Noted Here and There ...
Elaine Showalter,"Is Jacko Our Wilde," Los Angeles Times, 12 June, draws a parallel between Michael Jackson's trial and that of Oscar Wilde in 1895. In"Not So Wilde," at Inside Higher Ed, Scott McLemee says – er – probably not. Wilde's trial featured an intelligent discussion of art, democracy, and morality.
David Brooks,"Joe Strauss to Joe Six-Pack," New York Times, 16 June, is in defense, even admiration, of middlebrow culture in the years after World War II. I'm inclined to agree with him. At Liberty & Power, Aeon Skoble pushes the argument even further.

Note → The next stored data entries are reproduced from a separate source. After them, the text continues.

PR #4492, opened 2026-06-19
fix: reconcile stale active WebUI runs

ai-ag2026:
## Summary
- mark detached/cancelled WebUI workers as `cancelling` in `ACTIVE_RUNS`
- reconcile stale same-session `ACTIVE_RUNS` zombies once they exceed the unwind ceiling
- add regression coverage for recovery/health no longer seeing half-alive runs forever

## Why
A cancelled stream can remove its SSE state while the agent worker is still unwinding. If that worker remains registered in `ACTIVE_RUNS` past the recovery window, browser recovery and health polling can continue to see a half-alive run even though new turns are allowed.

## Validation
- RED: `./scripts/test.sh tests/test_stale_stream_cleanup.py::test_chat_start_not_permanently_blocked_by_stale_active_run tests/test_cancel_interrupt.py::TestCancelInterrupt::test_cancel_falls_back_to_active_run_registry -q` failed before the fix
- GREEN: same focused tests now pass: `2 passed`
- Focused suite: `./scripts/test.sh tests/test_stale_stream_cleanup.py tests/test_cancel_interrupt.py -q` → `20 passed`
- `git diff --check`
- added-line public hygiene scan for local/private markers → `added_marker_hits 0`

Notes: `ruff check` on the touched large modules still reports existing baseline issues outside this patch's changed hunks.

### DIFF
--- a/api/routes.py
+++ b/api/routes.py
@@ -14125,8 +14125,9 @@ def _active_run_stream_for_session(session_id: str | None) -> str | None:
     now = time.time()
     try:
         from api import config as _live_config
+        stale_stream_ids = []
         with _live_config.ACTIVE_RUNS_LOCK:
-            for run_stream_id, raw in (_live_config.ACTIVE_RUNS or {}).items():
+            for run_stream_id, raw in list((_live_config.ACTIVE_RUNS or {}).items()):
                 stream_id = str((raw or {}).get("stream_id") or run_stream_id or "").strip()
                 run_sid = str((raw or {}).get("session_id") or "").strip()
                 if run_sid != sid or not stream_id:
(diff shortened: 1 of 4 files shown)


nesquena-hermes:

History Carnival #10 at Spinning Clio still offers huge reading fare, but if you're not surfing the history bloggers for accounts of their experience abroad this summer, you should be. The [non]Zombie is doing research at the British Library in London. Nathanael Robinson's travel diary, Reise-Krise, reproduces remarkably beautiful photographs taken in Alsace. David Noon at Axis of Evel Knieval takes a break from blogging for a Mediterranean cruise with his mother-in-law. No kidding. Sort of breaks your heart, doesn't it? At Munnin, K. M. Lawson learns some history in conversations with local people in Korea. Brian Ulrich takes a bus trip to the oases of western Egypt and finds that there is remarkably little there.